**Exercise aim**. Print all the data, keeping every line exactly as it is.

[Stored items]

PR #6871, opened 2021-05-05
Kernel: Add Processor::is_bootstrap_processor() function, and use it.

bgianfo:
The variety of checks for `Processor::id() == 0` could use some assistance
int he readability department. This change adds a new function to
represent this check, and replaces the comparison everywhere it's used.


linusg:
`int he` -> `in the`

PR #6879, opened 2021-05-05
Kernel: Fix `write`s to `ProcFS`

SpencerCDixon:
When using `sysctl` you can enable/disable values by writing to the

**Answer to this exercise**.
PR #6871, opened 2021-05-05
Kernel: Add Processor::is_bootstrap_processor() function, and use it.

bgianfo:
The variety of checks for `Processor::id() == 0` could use some assistance
int he readability department. This change adds a new function to
represent this check, and replaces the comparison everywhere it's used.


linusg:
`int he` -> `in the`

PR #6879, opened 2021-05-05
Kernel: Fix `write`s to `ProcFS`

SpencerCDixon:
When using `sysctl` you can enable/disable values by writing to the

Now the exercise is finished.